In these times of budget conscious oil and gas companies, finding solutions to save money without compromising output is always on the minds of management. The idea of reusing fracturing fluid flowback has gained popularity over the years. However, care must be taken to properly recycle these fluids to allow for multiple reuses without major destabilization of the fracturing system.
Hydraulic fracturing is used for stimulating the production of wells, in particularly gas wells. Fracturing can be performed using either hydrocarbon based fluids or water based fluids. Due to issues such as water blockages and swelling of formation clays, the use of hydrocarbon based fluids for fracturing remains popular despite the cost difference. In general successful fracturing fluids must be gelled (increase in viscosity) and broken (decrease in viscosity). Completion companies use three main chemical components to gel and break a hydrocarbon fracturing fluid: gellant, activator and breaker. Recycling fracturing fluid flowback will involve the removal of these completion chemicals as well as other contaminants.

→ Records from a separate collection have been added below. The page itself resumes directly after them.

PR #1399, opened 2024-09-04
Release 0.46.1 What's new topic

Sreekala-Gopakumar:
Created a draft What's new topic for 0.46.1

### DIFF
--- a/docs/version0.46.1.md
+++ b/docs/version0.46.1.md
@@ -1,0 +1,43 @@
+<!--
+* Copyright (c) 2017, 2024 IBM Corp. and others
+*
+* This program and the accompanying materials are made
+* available under the terms of the Eclipse Public License 2.0
+* which accompanies this distribution and is available at
+* https://www.eclipse.org/legal/epl-2.0/ or the Apache
+* License, Version 2.0 which accompanies this distribution and
+* is available at https://www.apache.org/licenses/LICENSE-2.0.
+*
+* This Source Code may also be made available under the
+* following Secondary Licenses when the conditions for such
+* availability set forth in the Eclipse Public License, v. 2.0
+* are satisfied: GNU General Public License, version 2 with
+* the GNU Classpath Exception [1] and GNU General Public
+* License, version 2 with the OpenJDK Assembly Exception [2].
+*
+* [1] https://www.gnu.org/software/classpath/license.html
+* [2] https://openjdk.org/legal/assembly-exception.html
+*
+* SPDX-License-Identifier: EPL-2.0 OR Apache-2.0 OR GPL-2.0-only WITH Classpath-exception-2.0 OR GPL-2.0-only WITH OpenJDK-assembly-exception-1.0
+-->
+
+# What's new in version 0.46.1
+
+The following new features and notable changes since version 0.46.0 are included in this release:
+
+- [New binaries and changes to supported environments](#binaries-and-supported-environments)
+
+
+## Features and changes
+
+### Binaries and supported environments
+
+Eclipse OpenJ9&trade; release 0.46.1 supports OpenJDK 8, 11, 17, 21, and 22.
+
+To learn more about support for OpenJ9 releases, including OpenJDK levels and platform support, see [Supported environments](openj9_support.md).
+
+## Known problems and full release information
+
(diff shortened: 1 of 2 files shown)


docs/version0.46.1.md
```diff
@@ -0,0 +1,47 @@
...
+- [New binaries and changes to supported environments](#binaries-and-supported-environments)
+
+
+## Features and changes
+
+### Binaries and supported environments
+
+Eclipse OpenJ9&trade; release 0.46.1 supports OpenJDK 8, 11, 17, 21, and 22.
+
+Support for running OpenJ9 with all versions of OpenJDK on CentOS 6, CentOS 7, Red Hat Enterprise Linux (RHEL) 6, and RHEL 7 is removed.
```
pshipton, line 37: I know this is a copy of the statement in 0.46, but I wonder if it can be worded in a different way. We didn't change the JVM or how it's built, but we are no longer claiming these OSes are supported platforms.

docs/version0.46.1.md
```diff
@@ -0,0 +1,47 @@
...
+
+RHEL 8.6 and 9.0 are out of support. RHEL 8.8 is the new minimum operating system level.
```
pshipton, line 39: It should be RHEL 8.8 and 9.2.

docs/version0.46.1.md
Sreekala-Gopakumar: Can we delete this line then because the support was already removed in 0.46.0 release? Or is there any other information that is required here?

docs/version0.46.1.md
Sreekala-Gopakumar: If RHEL 8.8 and 9.2 are now out of support then which is the new minimum operating system level? 

Also, do when then have to change the Supported environments topic? https://eclipse.dev/openj9/docs/openj9_support/

docs/version0.46.1.md
pshipton: Yes, it can be deleted since it isn't a change from 0.46

docs/version0.46.1.md
pshipton: The correction is:
RHEL 8.6 and 9.0 are out of support. RHEL 8.8 **and 9.2** are the new minimum operating system levels.

Like the previous comment, this isn't a change from 0.46.0. You could make this fix in that topic and remove the line here.

docs/version0.46.1.md
pshipton: Although it would be nice to update the 0.46 topic with new wording, to be clear about what "support is removed" means.

Sreekala-Gopakumar: Is the following content applicable for OpenJ9?

No release binaries or packages will be produced for OpenJ9 on these platforms and no support will be provided (including interim fixes in support cases).

pshipton: Technically OpenJ9 is a source code only project. These things refer to Semeru, which is a down stream product that uses OpenJ9.

Although we aren't testing OpenJ9 on these out of public support platforms, it can still be built and run there, there were no code changes to prevent it. Any request for OpenJ9 open source support for an OS specific problem on these OSes will be refused, but for a bug in OpenJ9 unrelated to the OS, it doesn't really matter on what OS it was found.

pshipton: What I don't like about the existing wording is that it may imply we changed something in OpenJ9. What I'm looking for is something like:

CentOS 6, CentOS 7, Red Hat Enterprise Linux (RHEL) 6, and RHEL 7 are removed from the list of supported platforms.

Sreekala-Gopakumar:
Jenkins doc stage

docs/version0.46.1.md
```diff
@@ -0,0 +1,43 @@
...
+
+### Binaries and supported environments
+
+Eclipse OpenJ9&trade; release 0.46.1 supports OpenJDK 8, 11, 17, 21, and 22.
+
+To learn more about support for OpenJ9 releases, including OpenJDK levels and platform support, see [Supported environments](openj9_support.md).
+
+## Known problems and full release information
+
+To see known problems and a complete list of changes between Eclipse OpenJ9 v0.46.0 and v0.46.1 releases, see the [Release notes](https://github.com/eclipse-openj9/openj9/blob/master/doc/release-notes/0.46.1/0.46.1.md).
```
pshipton, line 41: I assume you will create the release note document so the link works?

pshipton (approved):

docs/version0.46.1.md
Sreekala-Gopakumar: https://github.com/eclipse-openj9/openj9/pull/20123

This paper will look at a case study which shows the economic benefits of employing a high quality hydrocarbon fracturing fluid recycling process; and the resulting successful performance on the overall production of using such fluids.
Fracturing of formation to increase the production is a practice that has been done since the 1950's. A fluid is injected into the formation at a rate and pressure great enough fracture the rock. Once the fracture is initiated fluid is continued to be pumped to propagate the fracture. A proppant such as sand, ceramic spheres or similar product is added to the fluid and will be left in the fracture to enable the production to increase due to a relative permeability difference with the formation.
Chemicals are added to the fluid to enhance the characteristics of friction, viscosity, leakoff and other variables. These chemicals that increase the viscosity are added to greatly increase the viscosity during the pumping and then decrease after the pumping to aid in the placement of the proppant and then to recover the fracture fluid.
The choice of fluids is dependent on economics and formation compatibilities. Fracturing with water, although less expensive, has associated problems of water phase trapping and fracture permeability reductions1,2. In Canada, hydrocarbon based fracture fluids have become the preferred product in deeper, lower permeability gas zones.
The basic chemicals added to these fluids are gallant, activator and breaker. These chemicals will work together to increase the viscosity of the base hydrocarbon from 10 cP to well over 400 cP, and then break the density back to 10 cP range. The time to break and the maximum viscosity are based on the loadings of the chemicals, and the temperature of the formation being stimulated (Fig. 1).
The cost of hydrocarbon fracture fluid is dependent on the quality, but all follow the cost of crude. During the last few years the process of recycling fracture hydrocarbons has become an economical decision.